PR #880, opened 2025-01-24
Fix REPL and build instructions in `install/linux/tarball`

MaxDesiatov:
The instructions provided are incorrect: in recent Swift versions the `swift` command won't run the REPL and users need to execute `swift repl` explicitly. Additionally, on non-Darwin platforms users build Swift packages not "Swift projects", the `swift build` command should be utilized for that.


0xTim (approved):

0xTim:
@swift-ci please test

PR #886, opened 2025-02-02
Add GH Action for CI

0xTim:
First steps for adopting GH actions with an action to run on PRs to make sure the site works. This runs:

* the soundness script (which has already picked up an error)
* `jekyll build`
* The OpenAPI test client to ensure the OpenAPI spec works (cc @czechboy0)

@shahmishal can we can actions enabled? I don't know what the original CI was doing, I'm assuming just a Jekyll build

### DIFF
--- a/.github/workflows/ci.yaml
+++ b/.github/workflows/ci.yaml
@@ -37,6 +37,6 @@ jobs:
           DOWNLOADSWIFTORG_SERVER_NAME: local
         run: |
             docker compose -f ../../docker-compose.yaml run build 
-            docker compose -f ../../docker-compose.yaml start website
+            docker compose -f ../../docker-compose.yaml run -d -p 4000:4000 website
             swift run swiftorgClient
             swift run downloadswiftorgClient
--- a/.github/workflows/ci.yaml
+++ b/.github/workflows/ci.yaml
@@ -33,7 +33,10 @@ jobs:
         uses: actions/checkout@v4
       - name: Run OpenAPI Tester
         working-directory: openapi/TestSwiftOrgClient
+        env:
+          DOWNLOADSWIFTORG_SERVER_NAME: local
         run: |
             docker build -t swift-org-site ../../. 
             docker run -p 4000:4000 -d --name website swift-org-site
-            swift run
+            swift run swiftorgClient
+            swift run downloadswiftorgClient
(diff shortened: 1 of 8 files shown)


.github/workflows/ci.yaml
```diff
@@ -0,0 +1,37 @@
...
+      - name: Build site
+        run: bundle install && bundle exec jekyll build
+
+  test-openapi:
+    runs-on: ubuntu-latest
+    container: swift:6.0
+    steps:
+      - name: Check out
+        uses: actions/checkout@v4
+      - name: Run OpenAPI Tester
```
czechboy0, line 35: If we want to test that the JSON files backing the API actually still work, we'll need to start the jekyll server locally, and then tell the test CLI to fetch from that.

This might require installing Swift in the container based on the jekyll image, here in the pipeline. Or install jekyll into the Swift one.

czechboy0 (commented):
Thanks @0xTim! 🙏

.github/workflows/ci.yaml
0xTim: Ahh ok. I've updated it so that we build the container and run that - also helps us test the container image is valid.

Since the default runner has Swift installed and Docker we shouldn't need to run it in a container

shahmishal (approved):
Thanks

.github/workflows/ci.yaml
```diff
@@ -0,0 +1,43 @@
...
+
+  test-openapi:
+    runs-on: ubuntu-latest
+    steps:
+      - name: Check out
+        uses: actions/checkout@v4
+      - name: Run OpenAPI Tester
+        working-directory: openapi/TestSwiftOrgClient
+        env:
+          DOWNLOADSWIFTORG_SERVER_NAME: local
```
czechboy0, line 37: And SWIFTORG_SERVER_NAME=local is the other one

0xTim: Just beat you 😉

czechboy0: Nvm you were faster and already did it 🫡

czechboy0 (approved):

czechboy0:
Not sure if the evolution API (downloads.swift.org) runs on the local jekyll server, actually.

0xTim:
@shahmishal can you remove the required mark for the old website build and switch it to the new one then merge?

PR #913, opened 2025-02-21
Update the footer and the home page to include Bluesky and Mastodon a…

shahmishal:
…ccount links

https://github.com/swiftlang/swift-org-website/issues/912

Screenshot 2025-02-21 at 11 54 11 AM


_includes/footer.html
```diff
@@ -31,7 +31,9 @@
       </label>
     </form>
     <aside>
-      <a href="https://twitter.com/swiftlang" rel="nofollow" title="Follow @SwiftLang on Twitter"><i class="twitter"></i></a>
+      <a href="https://x.com/swiftlang" rel="nofollow" title="Follow @SwiftLang on X"><i class="x"></i></a>
+      <a href="https://bsky.app/profile/swift.org" rel="nofollow" title="Follow @swift.org on Bluesky"><i class="bluesky"></i></a>
+      <a href="https://mastodon.social/@swiftlang" rel="nofollow" title="Follow @swiftLang on Mastodon"><i class="mastodon"></i></a>
```
timsneath, line 36: Do we want `rel="me"` rather than `rel="nofollow"` for these links? [Reading around](https://developer.mozilla.org/en-US/docs/Web/HTML/Attributes/rel/me) it's a) required for Mastodon verification, and b) seems like the right semantics for our purpose.

shahmishal: Updated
■ ■ ■
◆ Exercise aim ◆
Once the line with "0xTim: Just beat you 😉" has been found in the records above, retype it and every line after it exactly, and include nothing else.

◆ Response box ◆
0xTim: Just beat you 😉

czechboy0: Nvm you were faster and already did it 🫡

czechboy0 (approved):

czechboy0:
Not sure if the evolution API (downloads.swift.org) runs on the local jekyll server, actually.

0xTim:
@shahmishal can you remove the required mark for the old website build and switch it to the new one then merge?

PR #913, opened 2025-02-21
Update the footer and the home page to include Bluesky and Mastodon a…

shahmishal:
…ccount links

https://github.com/swiftlang/swift-org-website/issues/912

Screenshot 2025-02-21 at 11 54 11 AM


_includes/footer.html
```diff
@@ -31,7 +31,9 @@
       </label>
     </form>
     <aside>
-      <a href="https://twitter.com/swiftlang" rel="nofollow" title="Follow @SwiftLang on Twitter"><i class="twitter"></i></a>
+      <a href="https://x.com/swiftlang" rel="nofollow" title="Follow @SwiftLang on X"><i class="x"></i></a>
+      <a href="https://bsky.app/profile/swift.org" rel="nofollow" title="Follow @swift.org on Bluesky"><i class="bluesky"></i></a>
+      <a href="https://mastodon.social/@swiftlang" rel="nofollow" title="Follow @swiftLang on Mastodon"><i class="mastodon"></i></a>
```
timsneath, line 36: Do we want `rel="me"` rather than `rel="nofollow"` for these links? [Reading around](https://developer.mozilla.org/en-US/docs/Web/HTML/Attributes/rel/me) it's a) required for Mastodon verification, and b) seems like the right semantics for our purpose.

shahmishal: Updated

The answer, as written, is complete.